PR #1131, opened 2024-10-14
Use Deno 2.0 with CI

quadratz:
This should fix the fmt differences between v2 and v1


KnorpelSenf:
Confer #1132

rojvv (approved):
Thank you!

PR #1136, opened 2024-10-22
Update permissions for Deno 2

KnorpelSenf:
grammY now requires `--allow-import` permissions from Deno. This PQ adds that to the docs.

In addition, Deno now runs scripts simply by doing `deno bot.ts` so we migrate to this shorter form, too.

Note for translators: there are only 2 new sentences and 1 edited sentence. They're all in one file. The diff is much larger because I have already updated a number of code snippets for your languages.


rojvv (approved):
Looks good, thank you!

PR #1149, opened 2024-11-12
Fix context code examples

mahovich:
- For `ctx.entities();` there is no key `phone`. The correct key is `phone_number`.
- Added missing `async` to callback function.


KnorpelSenf (approved):
Great catch, thank you so much!

rojvv (approved):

--------------------------------

EXERCISE DETAILS
All lines above in which the word "there" occurs should be identified and copied.

TASK OUTPUT
Note for translators: there are only 2 new sentences and 1 edited sentence. They're all in one file. The diff is much larger because I have already updated a number of code snippets for your languages.
- For `ctx.entities();` there is no key `phone`. The correct key is `phone_number`.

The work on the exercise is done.